* [EXERCISE] Every line below that contains the word "imports" must be copied.

* [Collected data]
PR #67, opened 2019-06-18
Configurable if diagnostics run on change

andys8:
Settings `diagnosticsOn` is set to "change" by default. Otherwise it will not register the change handler for diagnostics. I'm open for a different name or type. I went with string as a value, because I'm not sure about types in vim or other editor configurations.

### DIFF
--- a/src/util/settings.ts
+++ b/src/util/settings.ts
@@ -4,10 +4,12 @@ export interface IClientSettings {
   elmFormatPath: string;
   elmPath: string;
   elmTestPath: string;
+  diagnosticsOn: "change" | "save";
 }
 
 export class Settings {
   private fallbackClientSettings: IClientSettings = {
+    diagnosticsOn: "change",
     elmFormatPath: "elm-format",
     elmPath: "elm",
     elmTestPath: "elm-test",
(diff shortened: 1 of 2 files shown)


src/util/settings.ts
```diff
@@ -24,23 +26,21 @@ export class Settings {
...
       this.capabilities.workspace.configuration;
 
+    const defaultSettings = {
+      ...this.fallbackClientSettings,
+      ...this.initializationOptions,
+    };
+
     if (!supportsConfig) {
-      return Promise.resolve(this.initializationOptions);
+      return Promise.resolve(defaultSettings);
```
andys8: @Razzeee I think not including `fallbackClientSettings` here before could have been a bug.

Razzeee:
String should be fine.

I think we should actually run both elm make and elm-analyse on the same event. And at least try if we can default to on change.

andys8:
@Razzeee Because of recent changes like not running `elm-analyse` when `elm make` fails, and the behavior in coc and ale (which turned out to be configurable), I'd suggest to not merge this at the moment. Maybe it makes sense to have configurable options, but for now I'd close this PR if you don't mind.

Razzeee:
@andys8 can you please PR the fallback settings then?

andys8:
Sure https://github.com/elm-tooling/elm-language-server/pull/78

andys8:
In Vim / Coc this will set the setting to diagnostics on save only.
```
"diagnostic.refreshAfterSave": true,
"diagnostic.refreshOnInsertMode": false,
```

In Vim / Ale it is:

```
let g:ale_lint_on_text_changed = 0
let g:ale_lint_on_insert_leave = 0
let g:ale_lint_on_save = 1
```

We could add this to the README.md

Issue #70, opened 2019-06-18
Repetetive types


buinauskas:
There's quite a lot of repetitive types that are inlined within generic types, such as arrays.

For instance:
``` typescript
private findElmFilesInFolders(
  elmFolders: Array<{ path: string; writable: boolean }>,
): Array<{ path: string; writable: boolean }> {
  let elmFilePaths: Array<{ path: string; writable: boolean }> = [];
  for (const element of elmFolders) {
    elmFilePaths = elmFilePaths.concat(this.findElmFilesInFolder(element));
  }
  return elmFilePaths;
}

private findElmFilesInFolder(element: {
  path: string;
  writable: boolean;
}): Array<{ path: string; writable: boolean }> {
  return glob
    .sync(`${element.path}/**/*.elm`)
    .map(a => ({ path: a, writable: element.writable }));
}
```

The following type appears 4 times in snippet above.
``` typescript
{ path: string; writable: boolean }
```

This could be extracted into a separate interface. This will improve readability and reduce code duplication.

Razzeee:
There are a bunch of these, as I did not take the time to find names. Cause naming is hard :)
Please feel free to improve them, but I'm closing this issue due to the open endedness of this task.

Issue #69, opened 2019-06-18
Enforce consistent string concatenation


buinauskas:
At the moment strings are concatenated in two ways:
-   `+` operator
-   using template literals

I'd say code should support just one of these for the sake of consistency and enforce that using https://palantir.github.io/tslint/rules/prefer-template/ to allow just template literals.

PR #71, opened 2019-06-18
Consistent string concatenation, IFolder interface instead of inlined types

buinauskas:
- Added missing syntax highlighting in README
- Consistent string concatenation with TSLint rule for it
- Added `IFolder` interface to extract repeated type.

This addresses #69 and #70


Razzeee:
Thanks for those awesome changes!

Issue #61, opened 2019-06-13
Describe CoC Feature set


Razzeee:
elm-tooling/elm-language-server#editor-support

Issue #60, opened 2019-06-13
Describe ALE Feature set


Razzeee:
https://github.com/elm-tooling/elm-language-server#editor-support

PR #72, opened 2019-06-19
Add some documentation on what Coc and ALE support.

antew:
For #60 and #61

Coc actually supports more than I realized, I didn't know it had codelens support if you have neovim.


Razzeee:
Awesome, thank you

PR #78, opened 2019-06-21
Fix: Use fallbackSettings when workspace config is not supported

andys8:
`fallbackClientSettings` were previously ignored in this case.


Razzeee:
Thank you 🎊

Issue #58, opened 2019-06-12
Working with Yarn?


romariolopezc:
Hello

I ran all the commands from the readme with yarn and I get:
```sh
rlopez ~/R/p/elm-language-server *master λ y link
yarn link v1.16.0
success Registered "@elm-tooling/elm-language-server".
info You can now run `yarn link "@elm-tooling/elm-language-server"` in the projects where you want to use this package and it will be used instead.
Done in 0.07s.
```

And using: `elm-language-server --stdio` gives:
```sh
fish: Unknown command elm-language-server
```

Razzeee:
If you don't need to run master, you can just use the version from npm and
do a global install. The guides probably need updating.

Razzeee:
Can we close this?

PR #95, opened 2019-06-27
Fix for yarn global install

antew:
I was talking with @romariolopezc on slack and he found that the install worked with npm but not with yarn, I took a look and it was happening because with yarn's global installs the tree-sitter and tree-sitter-elm packages can be at the root of the global node_modules folder rather than inside the elm-language-server/node_modules/ folder.

I updated it to use `require.resolve` to find the tree-sitter and tree-sitter-elm package directories so that we can use node's module resolution to find it.

This should be the fix for the root cause of #58

### DIFF
--- a/src/util/rebuilder.ts
+++ b/src/util/rebuilder.ts
@@ -31,9 +31,10 @@ function fetchPrebuild(
 ): Promise<void | Error> {
   // tslint:disable-next-line: no-console
   console.info(`Fetching ${name}`);
-  const pkgRoot: string = path.resolve(
-    path.join(__dirname, "../../node_modules", name),
-  );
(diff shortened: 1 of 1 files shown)


Razzeee:
We can't test this without a release right?

antew:
I think it does require a release, when installing with yarn locally it puts them in your local node modules folder so the issue doesn't happen, I'm not sure if there is a way to simulate how it can install when installed globally from npm.

Razzeee:
I already pushed a new version so we will see I guess :)

romariolopezc:
I'm going to test this later today :) I'll post my results here

romariolopezc:
Tested, installed with yarn global and is working as npm :)

PR #98, opened 2019-06-29
Generate unique IDs for each fixer so that they can be spawned multiple times

antew:
This should be the fix for that 7hoenix was seeing on Slack, with a message like

```
[Info  - 8:47:19 AM] Done parsing all files.
[Error - 8:47:19 AM] Server initialization failed.
Error: command 'elmLS.elmAnalyseFixer' already exists
    at d.registerCommand (/Applications/Visual Studio Code 2.app/Contents/Resources/app/out/vs/workbench/services/extensions/node/extensionHostProcess.js:497:447)
    at Object.registerCommand (/Applications/Visual Studio Code 2.app/Contents/Resources/app/out/vs/workbench/services/extensions/node/extensionHostProcess.js:716:422)
```

I didn't realize that they had to be unique per instance! https://github.com/Microsoft/vscode-languageserver-node/issues/333

### DIFF
--- a/src/providers/diagnostics/elmAnalyseDiagnostics.ts
+++ b/src/providers/diagnostics/elmAnalyseDiagnostics.ts
@@ -1,3 +1,4 @@
+import * as crypto from "crypto";
 import { ElmApp, FixedFile, Message, Report } from "elm-analyse/ts/domain";
 import { EventEmitter } from "events";
 import * as fs from "fs";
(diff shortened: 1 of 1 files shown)


antew:
I haven't found a way to reproduce the error yet, but I believe this will fix it.

buinauskas:
@antew this is a bit random question, but instead of using `crypto` to generate Ids, would it make sense to use `Symbol` instead? They're supposed to be completely unique.

antew:
@buinauskas I think there would need to be a way to get a unique string representation out of the `Symbol`, the `CodeActionKind` needs to be a string for the server https://github.com/microsoft/vscode-languageserver-node/blob/58551741af1d90dd96d9c8a5b0069619884d8f22/types/src/main.ts#L2058

buinauskas:
Gotcha. Thanks for explaining! : )

PR #107, opened 2019-07-16
don't download the definition files if they're not needed

BrianHicks:
`prebuildInstall.download` will always try and unpack whatever you give it but cache the archive. This causes problems when packaging using immutable structures like Nix/NixOS; the `node_modules` directory ends up being read-only. To get around this, we look for a file (actually a directory in this case) that we know to be present in the unpacked files on disk.


Razzeee:
Thank you for sending this patch :confetti_ball:

PR #110, opened 2019-07-18
Create quickfix for module name typos

Razzeee:


andys8:
Nice! 

One thing. I would be cautious with depending on the "visualization" `#`. This is coupling the representation to internal implementation.

Razzeee:
Fully aware. We'll change it if we ever get colored messages

PR #418, opened 2020-12-22
Start work on 2.0.0 changelog

jmbockhorst:
Since there are a lot of changes, I tried to break them up in sections and add more description.

### DIFF
--- a/CHANGELOG.md
+++ b/CHANGELOG.md
@@ -1,5 +1,34 @@
 # Change Log
 
+## 2.0.0
+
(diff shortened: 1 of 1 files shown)


Razzeee:
I pushed an improved proposal

Razzeee:
I think we're missing the file api changes in our readme? https://github.com/elm-tooling/elm-language-server#features (not just under features)

jmbockhorst:
Yeah, I had never added them.

Issue #282, opened 2020-05-28
Exposing/unexposing for ports


jmbockhorst:
Ports should have expose/unexpose code actions, code lenses, and completions where necessary, just like functions and types.

PR #430, opened 2020-12-30
Handle goto/find ref and rename of ports

### LINKED ISSUE #355: Can not refactor/rename port fn?
## Expected Behavior
Able to rename port fn

## Current Behavior
image

## Your Environment
* Version used: latest
* Editor used: Vscode
* Environment name and version (e.g. node.js 5.4):
* Operating System and version:

Razzeee:
Closes #355

### DIFF
--- a/src/providers/codeLensProvider.ts
+++ b/src/providers/codeLensProvider.ts
@@ -268,38 +268,14 @@ export class CodeLensProvider {
         node.type === "type_declaration" ||
         node.type === "type_alias_declaration"
       ) {
-        const typeNode = TreeUtils.findFirstNamedChildOfType(
-          "upper_case_identifier",
-          node,
-        );
+        const typeNode = node.childForFieldName("name");
 
         if (typeNode) {
           codeLens.push(this.createReferenceCodeLens(typeNode, uri));
         }
       }
-    });
 
-    TreeUtils.descendantsOfType(tree.rootNode, "value_declaration").forEach(
-      (node) => {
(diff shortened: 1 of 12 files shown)


jmbockhorst (approved):
Works good. Probably should add a few tests though. 

I found a few consistency issues, but they don't necessarily have to be this PR:
- We should probably have codelenses for ports like functions
- Hovering over the port name should show the type information, like functions

Razzeee:
Some of those are tracked in https://github.com/elm-tooling/elm-language-server/issues/282

Will look at the codelenses part and how easy hover would be.

Razzeee:
Added codelenses

src/providers/codeLensProvider.ts
```diff
@@ -289,6 +298,18 @@ export class CodeLensProvider {
       },
     );
 
+    TreeUtils.descendantsOfType(tree.rootNode, "port_annotation").forEach(
```
jmbockhorst, line 301: `descendantsOfType` is pretty bad for performance, so best to avoid it when we can.

jmbockhorst: Just wanted to clarify, calling `descendantsOfType` on the root node is what can be bad. Using it in contexts like `import_clause` would not be a problem, since you know there are not many descendants to traverse.

jmbockhorst (approved):

src/providers/codeLensProvider.ts
Razzeee: I think we should just not use it, if we know, that we only want to search in the immediate children (as it was here the case, but I copied without thinking)

PR #432, opened 2020-12-31
Show port type annotation in hovers

jmbockhorst:
It won't let me push to your branch, so I had to create a PR into that branch.


Razzeee:
I'm not sure if getting rid of `functionName` will break something - played with that too, but thought it wasn't worth the risk for this release. But let's just do it.

PR #433, opened 2020-12-31
Only show imports from direct dependencies and separate test dependencies

### LINKED ISSUE #49: Separate tests from normal imports/forest
At the moment features like completions etc will make it seem like they work if you import the correct things, even if that is from the testing dependencies or vice versa.

jmbockhorst:
Fixes #49.

### DIFF
--- a/src/elmWorkspace.ts
+++ b/src/elmWorkspace.ts
@@ -33,6 +33,7 @@ interface IElmFile {
   path: string;
   maintainerAndPackageName?: string;
   project: ElmProject;
+  isTestFile: boolean;
 }
 
 export type ElmJson = IElmApplicationJson | IElmPackageJson;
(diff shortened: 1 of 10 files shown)


jmbockhorst:
Currently `testModuleToUriMap` contains everything in `moduleToUriMap`. I did this for simplicity, but this seems like a big waste of memory. I will be looking into a better solution.

jmbockhorst:
This should be ready now.

Razzeee (changes requested):
Looks good, would like some tests, but I guess that might be hard, due to our tests not having an elm.json

Razzeee (approved):

jmbockhorst:
I was thinking about that. In sourceTreeParser we define the elm.json for tests. And we could define sources in that test directory. I should be able to get something basic.

Razzeee:
> I was thinking about that. In sourceTreeParser we define the elm.json for tests. And we could define sources in that test directory. I should be able to get something basic.

Yeah, something basic would be good, don't think there is much value in testing more then if we're loading the right deps (and not too much)

PR #437, opened 2021-01-02
Add install package code action when import is missing

### LINKED ISSUE #434: Offer to install package if you try to import a module from it
I had the idea of offering code actions to install packages when there is a missing import (module it not in direct dependencies). To do this, we would have to search through all available packages and find all packages that expose a module by that name. Suggestions would be sorted by the package ranking if there are multiple. 

The question is how can we achieve this in a performant way and without having to hit the servers much. I don't think there is a good way right now, we would need a new api from the packages website. 

I think it might still be beneficial to search your the local packages cache instead, because most likely if you are trying to import a module that isn't installed, you have used it before.

jmbockhorst:
Fixes #434. The current strategy is load all local packages from the cache on workspace init, after a 5 second delay. This happened pretty fast for me, even with a large cache. Even if it did take more time, it shouldn't affect performance very much since it is all async. I initially had a progress indicator show, but it was too quick to be worth it. 

I also have it pass a `y\n` input to the command so that is automatically says yes to the cmd prompt. We may want to think about this more. I think we should definitely show a notification of what the command did. Maybe we should even run the command first without the `y\n` to see what it will do, then prompt the user with a notification with a yes/no choice.

### DIFF
--- a/src/elmPackageCache.ts
+++ b/src/elmPackageCache.ts
@@ -3,6 +3,8 @@ import * as utils from "./util/elmUtils";
 import { ElmJson } from "./elmWorkspace";
 import { promisify } from "util";
 import { IConstraint, IVersion } from "./util/elmUtils";
+import { MultiMap } from "./util/multiMap";
+import * as path from "./util/path";
 
 const readDir = promisify(readdir);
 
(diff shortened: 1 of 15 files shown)


src/util/elmUtils.ts
```diff
@@ -1,4 +1,4 @@
-import execa, { ExecaSyncReturnValue } from "execa";
+import execa, { ExecaReturnValue, ExecaSyncReturnValue } from "execa";
```
Razzeee, line 1: Seems like a wrong merge

src/providers/codeAction/installPackageCodeAction.ts
```diff
@@ -0,0 +1,75 @@
...
+    const program = new ElmWorkspaceMatcher((uri: string) =>
+      URI.parse(uri),
+    ).getProgramFor(uri);
+
+    const clientSettings = await settings.getClientSettings();
+
+    try {
+      const result = execCmdSync(
+        clientSettings.elmPath,
+        "elm",
```
Razzeee, line 64: We might want to use elm-json for this, as I think @jfmengels is doing for elm-review and there might be benefits?

jmbockhorst: We'll have to see. I did think about that, but then saw this:

> dependencies-cache/: Caching of the dependencies of the project's configuration computed by elm-json. elm-json is a bit slow, and doesn't work great offline.

From here: https://github.com/jfmengels/node-elm-review/blob/master/documentation/tooling-integration.md

jmbockhorst:
This is pretty good now. It shows information prompts just like the command line and asks for yes/no. I think I might add a setting that allows running the install without the prompt, since that may be desirable sometimes.

jmbockhorst:
I change the cache in `ElmPackageCache` to be static, so it will live beyond each server restart. This should save some time for server restarts.

src/util/settings.ts
```diff
@@ -24,6 +25,7 @@ export class Settings {
     elmTestPath: "",
     trace: { server: "off" },
     disableElmLSDiagnostics: false,
+    skipInstallPackageConfirmation: false,
```
Razzeee, line 28: Should be added to the readme

src/elmPackageCache.ts
```diff
@@ -17,27 +19,46 @@ export interface IElmPackageCache {
...
-  private versionsCache = new Map<string, IVersion[]>();
-  private dependenciesCache = new Map<string, Map<string, IConstraint>>();
+  private static versionsCache = new Map<string, IVersion[]>();
+  private static dependenciesCache = new Map<
+    string,
+    Map<string, IConstraint>
+  >();
+  private static moduleToPackages = new MultiMap<string, string>();
+
+  private static _packagesRoot: string;
```
Razzeee, line 33: Why is this prefixed with `_` I know that's either used for private fields or not used fields in some languages.

jmbockhorst: Private field in this case.

src/util/settings.ts
jmbockhorst: Done.

src/elmPackageCache.ts
Razzeee: Then the other fields should use the same convention?

jmbockhorst: I guess. It's not a convention that I love, just needed to have a custom setter here.

Razzeee:
Can you add this to the changelog?

PR #439, opened 2021-01-03
Update deps

Razzeee:
Just some eslint cleanup


src/util/types/typeChecker.ts
```diff
@@ -977,7 +976,7 @@ export function createTypeChecker(workspace: IElmWorkspace): TypeChecker {
     ).diagnostics.forEach((diagnostic) => diagnostics.add(diagnostic));
   }
 
-  function getSourceFileOfNode(node: SyntaxNode): ITreeContainer {
-    return forest.getByUri(node.tree.uri)!;
+  function getSourceFileOfNode(node: SyntaxNode): ITreeContainer | undefined {
```
jmbockhorst, line 979: If you prefer this, that's fine. But it should always be defined, and it adds unnecessary checking since it returns undefined. 

Maybe we could just throw an error if not defined, and then we could just return `ITreeContainer`?

Razzeee:
Would be fine with that, just want to get rid of unnecessary !

src/util/types/typeChecker.ts
Razzeee: Changed

jmbockhorst (approved):

PR #442, opened 2021-01-10
Use elm-tooling-cli to install third party bins

Razzeee:
This already seems pretty good to me, probably still some corner cases left.

- [ ] we can't install a test runner like this, yet - will have to wait for `elm-test-rs`
- [x] can we just call install every time? should we check if we can already find the bin and skip or check if the versions matches?
- [x] update readme
- [x] error when download fails

### DIFF
--- a/src/elmWorkspace.ts
+++ b/src/elmWorkspace.ts
@@ -369,6 +369,7 @@ export class ElmWorkspace implements IElmWorkspace {
         try {
           await runElmToolingCliInstall(options);
         } catch (error) {
+          this.connection.window.showErrorMessage(`${error}`);
           this.connection.console.error(`Unexpected error ${error}`);
         }
       } else {
@@ -384,7 +385,7 @@ export class ElmWorkspace implements IElmWorkspace {
               const initExitCode = await elmToolingCli(["init"], options);
 
               if (initExitCode !== 0) {
-                throw "elm-tooling  init failed";
+                throw "Creating a new 'elm-tooling.json' failed";
               }
 
               await runElmToolingCliInstall(options);
@@ -411,6 +412,7 @@ export class ElmWorkspace implements IElmWorkspace {
             }
           })
           .catch((error) => {
+            this.connection.window.showErrorMessage(`${error}`);
             this.connection.console.error(`Unexpected error "${error}"`);
           });
       }
@@ -812,6 +814,6 @@ async function runElmToolingCliInstall(options: {
 }): Promise<void> {
   const installExitCode = await elmToolingCli(["install"], options);
   if (installExitCode !== 0) {
-    throw "elm-tooling install failed";
+    throw "Failed to install one of the dependencies";
   }
 }
--- a/src/elmWorkspace.ts
+++ b/src/elmWorkspace.ts
@@ -27,6 +27,7 @@ import {
 } from "./util/types/typeChecker";
 import chokidar from "chokidar";
 import { CommandManager } from "./commandManager";
+import elmToolingCli from "elm-tooling";
 
 const readFile = util.promisify(fs.readFile);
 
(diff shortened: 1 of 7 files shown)


Razzeee:
This should basically allow us to get rid of the prerequisites in https://github.com/elm-tooling/elm-language-server#requirements so that new users only need to install the extension

src/elmWorkspace.ts
```diff
@@ -363,6 +352,85 @@ export class ElmWorkspace implements IElmWorkspace {
...
+        "elm-tooling.json",
+      );
+      const options = {
+        cwd: this.rootPath.fsPath,
+        env: process.env,
+        stdin: process.stdin,
+        stderr: process.stderr,
+        stdout: process.stdout,
+      };
+      if (fs.existsSync(pathToElmToolingJson)) {
```
jmbockhorst, line 367: We should add a `fileExists` method to `IProgramHost` to use here and move this down to `createProgramHost`.

src/elmWorkspace.ts
```diff
@@ -363,6 +352,85 @@ export class ElmWorkspace implements IElmWorkspace {
...
+          await runElmToolingCliInstall(options);
+        } catch (error) {
+          this.connection.window.showErrorMessage(`${error}`);
+          this.connection.console.error(`Unexpected error ${error}`);
+        }
+      } else {
+        this.connection.console.info(`elm-tooling.json does not exist`);
+        this.connection.window
+          .showInformationMessage(
+            "Create elm-tooling.json, to store elm tool versions and download them?",
```
jmbockhorst, line 379: I'm not sure about this. We are basically forcing users to create an elm-tooling.json, even if they already have their environment setup how they like and working.

src/elmWorkspace.ts
```diff
@@ -363,6 +352,85 @@ export class ElmWorkspace implements IElmWorkspace {
...
+              await this.connection.window.showDocument({
+                uri: pathToElmToolingJson,
+              });
+
+              // we might want to restart, as the used packages might not match the elm version
+              // or we had no elm before and probably were crashing
+              await this.connection.window
+                .createWorkDoneProgress()
+                .then((progress) => {
+                  progress.begin("Restarting Elm Language Server", 0);
```
jmbockhorst, line 402: Should make a `restart` method that so this is duplicated from above.

jmbockhorst (commented):
Maybe we could only offer to create a elm-tooling.json if we can't get the elm version?

 I don't know, I'm split on this. On one hand, it would add visibility to the tool and more people would end up using it, and it's just a notification (I get plenty of bothersome notifications in vscode). On the other hand, we don't want users to feel forced to use it. 

If we do always ask, saying "No" to create elm-tooling.json should set `useElmToolingJsonForTools: true`, so we don't ask again.

src/elmWorkspace.ts
Razzeee: I did try, but the above was using it via then, which didn't work for me here, as I need it to block I guess? (might have been the `void`)

src/elmWorkspace.ts
Razzeee: Yeah, it's very opinionated, but that's basically what I'm after. But all I wanted to achive is to cut down on setup, which I'm not even sure this ends up doing in the end. I think relying on node now is the real problem for me here.

Razzeee:
> Maybe we could only offer to create a elm-tooling.json if we can't get the elm version?
> 
> I don't know, I'm split on this. On one hand, it would add visibility to the tool and more people would end up using it, and it's just a notification (I get plenty of bothersome notifications in vscode). On the other hand, we don't want users to feel forced to use it.
> 
> If we do always ask, saying "No" to create elm-tooling.json should set `useElmToolingJsonForTools: true`, so we don't ask again.

I guess that would be sensible and maybe have a flag to force it to use the cli.

I couldn't find a way to write to the settings in the language server api, but maybe I overlooked it.

PR #487, opened 2021-01-25
Improve unused import diagnostics

### LINKED ISSUE #486: Unused import diagnostics improvements
If there is an unused import alias and there are no exposing values, we can say the entire import is unused. Also make sure the code actions work for all cases.

jmbockhorst:
Cleans up unused import diagnostics and adds a code action to remove unused import. Closes #486. 

With this new way, if `import Html as H` is unused, it is just an unused import, and the whole thing can be removed. If the alias in `import Html as H exposing (..)` is unused, we report an unused alias, because the import is still used.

* [WORKED SOLUTION]
Only show imports from direct dependencies and separate test dependencies
### LINKED ISSUE #49: Separate tests from normal imports/forest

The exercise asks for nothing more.